See the code on GitHub

A colleague of mine presented me with the following issue from a collection of DNA codes.

Let a DNA code be denoted an alphabetic character. Suppose there is a dictionary containing a sequence of DNA codes.

dictionary = ["A", "AB", "B", "BC", "C", "D", "CH", "E", "F", "EFG", "G", "FG", "H"]

Informally, we want to group together all DNA codes that corresponds with another code in the same sequence AS WELL as any other sequence in the dictionary. This will produce a set of sets called the identifiers set - a set of the different groups that correspond with each other’s code.

The result should be:

dictionary = [{'B', 'H', 'A', 'C'}, {'D'}, {'G', 'E', 'F'}]

Formal Description

Let $\text{Alpha}$ be the alphabet and let $\text{Dict}$ be the dictionary.

Denote $\text{Seq}(y) \in \text{Dict}$ as any sequence that contains code $y$.

Define the equivalence relationship by $x \sim y \iff \exists \text{Seq}(y) : x \in \text{Seq}(y)$

Then the identifiers set is defined as: $\text{Identifiers} = \text{Alpha} / \sim$

The objective is to find the members of the set $\text{Identifiers}$.

Time Complexity

The overall time complexity of the algorithm is: $O(M \times L^2 + 2C + C^2)$


  • $M = |\text{Dict}|$ is the number of words.
  • $L$ is the average length of words.
  • $C=|\text{Alpha}|$ is the number of unique characters in the alphabet.

Algorithm Description

1. Initialize Data Structures:

  • CharMap (char_to_chars): A mapping that links each character to a set of other characters with which it has co-occurred in words.
  • Unravelled Elements (unravelled_elements): A set to keep track of characters that have been processed.
  • Identifiers (identifiers): A list to store sets of related characters that satisfy the equivalence relation.

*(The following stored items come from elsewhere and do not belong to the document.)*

PR #768, opened 2017-06-07
DB-5832: fix stats collection on external table

snowspeeder:
Fix for stats collection where it was missing partition by info for orc file type, for text file the index was zero based but for stats collection it has tobe one based.
(2.5 back port to follow)

### DIFF
--- a/hbase_sql/src/main/java/com/splicemachine/derby/stream/spark/SparkDataSetProcessor.java
+++ b/hbase_sql/src/main/java/com/splicemachine/derby/stream/spark/SparkDataSetProcessor.java
@@ -519,9 +519,9 @@ public class SparkDataSetProcessor implements DistributedDataSetProcessor, Seria
             try {
                 table = SpliceSpark.getSession().read().csv(location);
 
-                if (op == null && baseColumnMap[0] == 1) {
+                if (op == null) {
                     // stats collection scan
-                    for(int index = 0; index< baseColumnMap.length; index++) {
+                    for(int index = 0; index < execRow.schema().fields().length; index++) {
                         StructField ft = table.schema().fields()[index];
                         Column cl = new Column(ft.name()).cast(execRow.schema().fields()[index].dataType());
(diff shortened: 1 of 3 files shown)


hbase_sql/src/main/java/com/splicemachine/derby/stream/spark/SparkDataSetProcessor.java
```diff
@@ -513,19 +513,27 @@ private String intArrayToString(int[] ints) {
...
+        assert baseColumnMap != null:"baseColumnMap Null";
         try {
             Dataset<Row> table = null;
             try {
                 table = SpliceSpark.getSession().read().csv(location);
 
-
-                for( int index = 0; index< baseColumnMap.length; index++){
-                    if(baseColumnMap[index]!=-1){
+                if (op == null && baseColumnMap[0] == 1) {
```
yxia92: My understanding is that baseColumnMap parameter tracks the columns that need to collect stats. So baseColumnMap[0] may not always be 1.  Is the check "baseColumnMap[0]==1" appropriate? If collect stats is disabled for the first column, will your fix still be triggered?

snowspeeder:
Right, added that redundant check there, I’ve tested without it, we just
need to make sure that it is stats collection scan job and the index is all
one based

yxia92:
I mean the additional check may not be redundant and it could return false even for StatsOperation and restrict the fix from being kicked in when it should.
For example, if external table have 3 columns (a1, b1, c1), and stats collection on a1 is disabled, in that case, would baseColumnMap[0] be 2 instead of 1? If so, the fix won’t be triggered. Would that be a problem?

Thanks.

snowspeeder:
I am taking that check out, it is in-correct..testing more cases, will
update the PR soon

snowspeeder:
Please take a look at new changes, tested stat collection on textfile external table with the some columns disabled from the schema also.

PR #776, opened 2017-06-13
SPLICE-1675 merge partition stats at the stats collection time

yxia92:


db-engine/src/main/java/com/splicemachine/db/iapi/stats/TableStatisticsImpl.java
```diff
@@ -69,6 +70,13 @@ public TableStatisticsImpl(String tableId,
         assert partitionStatistics.size() > 0:"Partition statistics are 0";
         this.fallbackNullFraction = fallbackNullFraction;
         this.extraQualifierMultiplier = extraQualifierMultiplier;
+        isMergedStats = false;
+        if (partitionStatistics.size() > 0) {
+            if (partitionStatistics.get(0).getPartitionStatistics() != null) {
+                int statsType = partitionStatistics.get(0).getPartitionStatistics().getStatsType();
+                isMergedStats = statsType == 2 || statsType == 3;
+            }
```
jyuanca: Define an enum to be more readable

dgomezferro:
The merging should happen on Spark, otherwise we might run out of memory on the RegionServer.

I ran it by @jleach4 and he'd like to have both per region statistics plus the merged statistics stored in the catalog, so that later on we can recompute the merged statistics when a single region changes and for display purposes. The optimizer should only ever use the merged statistics.

yxia92:
@jyuanca , instead of using enum for the statsType, I defined a constant for each statsType as follows in SYSTABLESTATISTICSRowFactory.java:
/* Following are values supported in statsType */
 +    public static final int REGULAR_NONMERGED_STATS = 0;
 +    public static final int SAMPLE_NONMERGED_STATS = 1;
 +    public static final int REGULAR_MERGED_STATS = 2;
 +    public static final int SAMPLE_MERGED_STATS = 3;
And updated all files that originally used directly the value 0,1,2,3 with the constant name. This way, I avoid the conversion between enum and int type.

yxia92:
added upgrade logic in SpliceDataDictionary.java for the view definition change of the system view systablestatistics, which now can work on both merged and non-merged partition stats.

yxia92:
@dgomezferro @jleach4 , with regard to your comment "he'd like to have both per region statistics plus the merged statistics stored in the catalog, so that later on we can recompute the merged statistics when a single region changes and for display purposes. The optimizer should only ever use the merged statistics.", I would like to address them in a separate JIRA issue. Here are a few things to do or to clarify to meet this requirement:
1. With the fix of the current pull request, we allow either merged or non-merged stats in the dictionary, but not both at the same time. With both merged and non-merged stats in the dictionary, we need to change the logic that pulls stats from dictionary by applying a filtering condition "statsType=REGULAR_MERGED_STATS  or statsType=SAMPLE_MERGED_STATS";
2. What do we want the system view definition systablestatistics to display? Should it be computed based on the merged stats entry, or non-merged stats entries or should it return two records, one based on merged stats and one based on non-merged stats? 
3. I understand the purpose of keeping partition level(non-merged) stats, which is to support incremental stats refresh, if so, do we need some logic to keep the two versions of stats in-sync? 
Should we introduce at least an internal system procedure to merge stats from the partition level stats?
4. Currently, when we collect stats, we first drop the stats and then collect, what should the behavior be when we have two versions of the stats in the dictionary? Simple way is, always drop both versions and re-collect both versions. Once incremental stats is in place, an update of the partition-level stats should trigger the drop and recreation of merged stats. 

Please let me know if you are fine with the proposal of a separate JIRA to do the above. Thanks.

splice_machine/src/main/java/com/splicemachine/derby/impl/sql/catalog/SpliceDataDictionary.java
```diff
@@ -712,6 +715,24 @@ private boolean needToUpgrade(Splice_DD_Version catalogVersion){
         return false;
     }
 
+
+    private void updateSysTableStatsView1(TransactionController tc) throws StandardException{
```
dgomezferro: I'm going to introduce the change we discussed earlier, adding the 'sprint number' to the version as part of the upgrade feature. Do you want to use that mechanism instead of comparing the view definition?

yxia92:
Yes, I want to use this mechanism. Long-time wise, it is the way to go. Thanks.

PR #777, opened 2017-06-13
DB-6012: avoid deleting a nonexist snapshot

jyuanca:
Add a hbase snapshot to a list after it is taken successfully. The list can be used to delete the snapshot if the txn needs to roll back.

### DIFF
--- a/splice_machine/src/main/java/com/splicemachine/derby/utils/SpliceAdmin.java
+++ b/splice_machine/src/main/java/com/splicemachine/derby/utils/SpliceAdmin.java
@@ -1180,7 +1180,6 @@ public class SpliceAdmin extends BaseAdminProcedures{
             String objectName = rs.getString(1);
             long conglomerateNumber = rs.getLong(2);
             String sname = snapshotName + "_" + conglomerateNumber;
-            snapshotList.add(sname);
             DateTime creationTime = new DateTime(System.currentTimeMillis());
             if (LOG.isDebugEnabled())
             {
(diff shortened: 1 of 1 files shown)


splice_machine/src/main/java/com/splicemachine/derby/utils/SpliceAdmin.java
```diff
@@ -1190,6 +1189,7 @@ private static void snapshot(ResultSet rs, String snapshotName, String schemaNam
                     new SnapshotDescriptor(snapshotName, schemaName, objectName, conglomerateNumber,creationTime, null);
             admin.snapshot(sname, "splice:" + conglomerateNumber);
             dd.addSnapshot(descriptor, tc);
+            snapshotList.add(sname);
```
snowspeeder: not sure how it helps, list add() is only moved down in the same loop, there is no condition

yxia92: My understanding is that if "admin.snapshot()" or "dd.addSnapshot()" fails, we should abort/return early and we won't reach the line "snapshotList.add(sname)". Later on, deleteSnapshots() in the below code won't delete a snapshot that fails to be created:

        try {
            dd.startWriting(lcc);

            ResultSet rs = getResultSet(sql1, schemaName, tableName);
            snapshot(rs, snapshotName, schemaName, dd, tc, snapshotList);

            rs = getResultSet(sql2, schemaName, tableName);
            snapshot(rs, snapshotName, schemaName, dd, tc, snapshotList);
        }
        catch (Exception e)
        {
            deleteSnapshots(snapshotList);
            throw e;
        }

snowspeeder:
Makes sense. Thanks!

splice_machine/src/main/java/com/splicemachine/derby/utils/SpliceAdmin.java
jyuanca: Yes

PR #779, opened 2017-06-14
SPLICE-1681 Introduce query hint "skipStats" after a table identifier…

yxia92:
… to bypass fetching real stats from dictionary tables.

### DIFF
--- a/splice_machine/src/test/java/com/splicemachine/db/impl/sql/compile/StatsUsageIT.java
+++ b/splice_machine/src/test/java/com/splicemachine/db/impl/sql/compile/StatsUsageIT.java
@@ -78,6 +78,44 @@ public class StatsUsageIT extends SpliceUnitTest {
                 "call SYSCS_UTIL.COLLECT_SCHEMA_STATISTICS('%s',false)",
                 schemaName));
 
+        new TableCreator(conn)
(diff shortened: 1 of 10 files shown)


splice_machine/src/test/java/com/splicemachine/db/impl/sql/compile/StatsUsageIT.java
```diff
@@ -110,4 +148,99 @@ public void testSelectivityWithStats() throws Exception {
...
+        try(ResultSet resultSet = methodWatcher.executeQuery(query)){
+            int i = 1;
+            double outputRowWithStats = 0;
+            double outputRowWithoutStats = 0;
+            while(resultSet.next()){
+                if (i == 4) {
+                    /* line 4 scan table Y, which uses real stats, so outputRows should be 40960 */
+                    outputRowWithStats = parseOutputRows(resultSet.getString(1));
+                    Assert.assertEquals(outputRowWithStats, 40960, 10);
+                } if (i == 5) {
```
snowspeeder: minor: should be else if ()

yxia92: Thanks. I will correct.

yxia92: push the change to update the IT as suggested.

PR #784, opened 2017-06-19
DB-6001: update the error message when partial record is found (2.5)

snowspeeder:


snowspeeder:
Updated to print partial record, note that in the csv file there is ^M char which is making that field partial record, but not seen in the web git version here.

wtang16:
Please merge this to master as well.

PR #789, opened 2017-06-19
DB-6008: suppress false constraint violation during retry

jyuanca:


dgomezferro:
Would it be possible to add some tests? Or is it too hard to reproduce?

jyuanca:
@dgomezferro This is hard to reproduce.

pipeline_api/src/main/java/com/splicemachine/pipeline/constraint/UniqueConstraintChecker.java
```diff
@@ -48,7 +49,18 @@ public UniqueConstraintChecker(boolean isPrimaryKey,
     @Override
     public MutationStatus checkConstraint(KVPair mutation, DataResult existingRow) throws IOException {
         // There is an existing row, if this is an insert then fail.
```
dgomezferro: Update this comment with something similar to what's in UniqueConstraint.java please

jyuanca:
@dgomezferro added comments.

PR #791, opened 2017-06-20
SPLICE-774 Support upgrade from K2 (2.5)

dgomezferro:
Support new conglomerate format, store  V1 transaction threshold in ZK and use it when resolving transactions.


dgomezferro:
For the 2.0 part of it shouldn't be a problem. For the final 2.5 upgrade some changes might be required, good point.

PR #803, opened 2017-06-21
DB-6037: correct a query to find indexes of a table(2.5)

jyuanca:


splice_machine/src/main/java/com/splicemachine/derby/utils/SpliceAdmin.java
```diff
@@ -999,7 +999,8 @@ public static void SNAPSHOT_TABLE(String schemaName, String tableName, String sn
                         "isindex=false and " +
                         "isconstraint=false and " +
                         "(s.schemaname<>'SYS' or t.tablename<>'SYSSNAPSHOTS') and " +
-                        "t.tablename=?";
+                        "t.tablename=? and " +
+                        "t.tableid=c.tableid";
```
yxia92: line 1003 is a duplicate, there is already the same condition at line 996:
                        "c.tableid = t.tableid and " +

jyuanca:
removed

PR #807, opened 2017-06-22
SPLICE-1707 Fix Tail Recursion Issues

jleach4:
Remove Tail Recursion in Hot Paths.


jyuanca:
@jleach4 Can you explain why you want to eliminate tail recursion?

jleach4:
Good ?  Tail recursions have always been an issue with the java jvm.  The jit struggles to optimize underneath them.  In general, it is a structure we should avoid.

Regards,
John

PR #1589, opened 2018-03-17
SPLICE-2108 Can't disable logging statements

OlegMazurov:


OlegMazurov:
Things are messier than initially thought. The database property, the config property and the system property do not interact in a meaningful way. More work is required.

PR #1592, opened 2018-03-19
DB-6670 cache role grant permissions(2.7)

yxia92:


db-engine/src/main/java/com/splicemachine/db/impl/sql/catalog/DataDictionaryCache.java
```diff
@@ -130,6 +132,7 @@ public void onRemoval(RemovalNotification<Object, Dependent> removalNotification
         roleCache = new ManagedCache<>(CacheBuilder.newBuilder().recordStats().maximumSize(100).build());
```
wtang16: Do we need to make these cache sizes configurable? If not in this PR, maybe it's better to revisit all our settings on cache.

yxia92: @wtang16 Yes, currently, only 5 cache sizes are configurable, the remaining(8 caches) are not. I've opened SPLICE-2119 to make all of them configurable.

PR #1594, opened 2018-03-19
SPLCIE-2070:Default to HMaster principal/keytab for OlapServer when they are not explicitly set(2.7)

jyuanca:
…hey are not explicitly set


snowspeeder:
@wtang16 approval needed for 2.5/2.7

PR #1595, opened 2018-03-19
SPLCIE-2070:Default to HMaster principal/keytab for OlapServer when they are not explicitly set

jyuanca:


hbase_sql/src/main/java/com/splicemachine/olap/OlapServerSubmitter.java
```diff
@@ -390,6 +409,22 @@ private String prepareCommands(String exec, String parameters) {
...
         }
+        // If user does not specify a kerberos keytab or principal, use HBase master's.
+        if (UserGroupInformation.isSecurityEnabled()) {
+            Configuration configuration = HConfiguration.unwrapDelegate();
+            String principal = System.getProperty(PRINCIPAL_KEY);
+            String keytab = System.getProperty(KEYTAB_KEY);
+            if (principal == null || keytab == null) {
+                principal = configuration.get(HBASE_MASTER_PRINCIPAL_KEY);
+                String hostname = InetAddress.getLocalHost().getHostName();
+                SpliceLogUtils.warn(LOG, "Trying to get local hostname. This could be problem for host with multiple interfaces.");
```
snowspeeder: Do we want to add some checks to ensure that the hostnames appear with multiple interfaces, if yes, print this warning (should reduce the warning noise when possible). What happens currently if we proceed with multiple interfaces, errors out or still works?

jyuanca: It will use wrong principal and error out

dgomezferro: We should use NetworkUtils.getHostname() here, it uses hbase.master.hostname if specified rather than relying on InetAddress.getLocalHost().getHostName(), which won't work properly with multiple interfaces

jyuanca:
@dgomezferro We are trying to get master server's host name which is local host name. NetworkUtil.getHostName may return olap server host name if it is configured.

dgomezferro:
@jyuanca The assumption in NetworkUtils.getHostname() is that each process will have the right options passed, please use that as an abstraction instead of having the same code in several places.

Also, in PRs please add new commits on top of what's there, rather than overwriting history, otherwise it's difficult to track changes for reviewers. Thanks.

jyuanca:
@dgomezferro if splice.olapServer.hostname is configured, will NetworkUtil.getHostName return olap server name instead of master's name, in this case local host name?

dgomezferro:
@jyuanca no, hbase.master.hostname takes precedence

jyuanca:
@dgomezferro hbase.master.hostname is usually not set.

PR #1596, opened 2018-03-20
SPLICE-2106: Fixing Transient Kryo Registrator and adding a few serde …

snowspeeder:
…tests


dgomezferro:
Do we have an IT that reproduces the original exception?

PR #1600, opened 2018-03-20
DB-6278: incremental backup for bulk import

jyuanca:


hbase_sql/hbase1.1.1/src/main/java/com/splicemachine/hbase/BackupEndpointObserver.java
```diff
@@ -56,6 +61,7 @@
     private FileSystem fs;
     Path rootDir;
     private AtomicBoolean preparing;
+    private Collection<StoreFile> storeFiles;
```
dgomezferro: Using this field for the existing storeFiles can cause issues, another concurrent bulkload could overwrite it and make you lose track of some hfiles.

I think you should use the paths in the familyPaths parameter to see which storefiles are new vs old

jyuanca: @dgomezferro familyPaths are paths before loading. After loading, the actual HFile name in the store is different.

Just realized that region.startRegionOperation() obtains a read lock. What we need here is a write lock.

PR #1603, opened 2018-03-21
DB-6330 updated cdh installation guide,change olapserver memory setting (2.5)

liprais:
updated cdh installation guide,change olapserver memory setting


wtang16:
@liprais Don't we need to set the java servlet library now (Install updated Java Servlet library)?

PR #1616, opened 2018-03-23
DB-6831: add checks for groupuser for grant operation

snowspeeder:


snowspeeder:
Added more operations, I hope this covers all, please take a quick look.

PR #1618, opened 2018-03-23
SPLICE-2120 update SYS.SYSROUTINEPERMS when upgrading system procedures (2.5)

yxia92:
also clean obsolete rows in sysroutineperms if any

Please see [SPLICE-2120](https://splice.atlassian.net/browse/SPLICE-2120) for analysis and solution.
Since the fix is in the upgrade logic, no automatic test is added to IT. I've manually tested with the upgrade from 2.5.1810T to 2.5.1812, 2.5.1810 to 2.5.1812.


yxia92:
I pushed a small fix to make the code to grant the list of system procedures defined in BaseDataDictionary.sysUtilProceduresWithPublicAccess to PUBLIC. On branch-2.7 and master, when database starts up, the execution privilege to the system procedure "SYCS_UTIL.SYSCS_MODIFY_PASSWORD" is granted to public by the function DataDictionaryImpl.grantPublicAccessToSystemRoutines(). Due to a bug on branch-2.5, this function fails to insert the corresponding permission row on branch-2.5.

PR #1627, opened 2018-03-23
DB-6735: Fixing HDP2.6.3 build to support OLAP Server properly 

snowspeeder:
Already in branch-2.5, porting to master/2.7


wtang16:
I noticed that the path to the script is assembly/hdp2.6.3/src/main/resources/common-services/SPLICEMACHINE/2.5.1/service_advisor.py. Note "2.5.1" is used instead of "2.5.0", which is what we have for 2.5 release. Not a big deal though.

PR #1632, opened 2018-03-26
DB-6431 Fix imported rows count for HFILE_BULK_LOAD without sampling

wb14123:


wtang16:
Is this PR going to be combined with https://github.com/splicemachine/spliceengine/pull/1580? Also, I'd like this to be backported to 2.5/2.7.

Thanks.

wb14123:
Will combine this into #1580 , so close it

PR #1634, opened 2018-03-26
DB-6391: fix HFile import logging

jyuanca:


hbase_sql/src/main/java/com/splicemachine/derby/stream/spark/BulkDataSetWriter.java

2. Build the char_to_chars Map:

  • Input: Dictionary.
  • Process:
    • Iterate through each word in the dictionary.
    • For each character in the word, map it to all other characters in the same word.
    • This creates a graph-like structure where nodes are characters and edges represent co-occurrence in words.
  • Time Complexity: $O(M \times L^2)$
    • Where $M$ is the number of words and $L$ is the average length of words.

3. Traverse Chains and Identify Elements:

  • Input: The char_to_chars map.
  • Process:
    • Initialize an empty set (unravelled_elements) to track processed characters.
    • Iterate through each character in the char_to_chars map.
    • For each unprocessed character, start a traversal to identify all related characters.
    • Recursively explore connected characters and add them to the current group (element_identifier).
    • Add the identified group of related characters to the final list of identifiers.
  • Time Complexity: $O(2C + C^2)$
    • Where $C$ is the number of unique characters in the alphabet.

4. Return the Identified Groups:

  • The algorithm returns a list of sets where each set contains characters that are related through the dataset of words.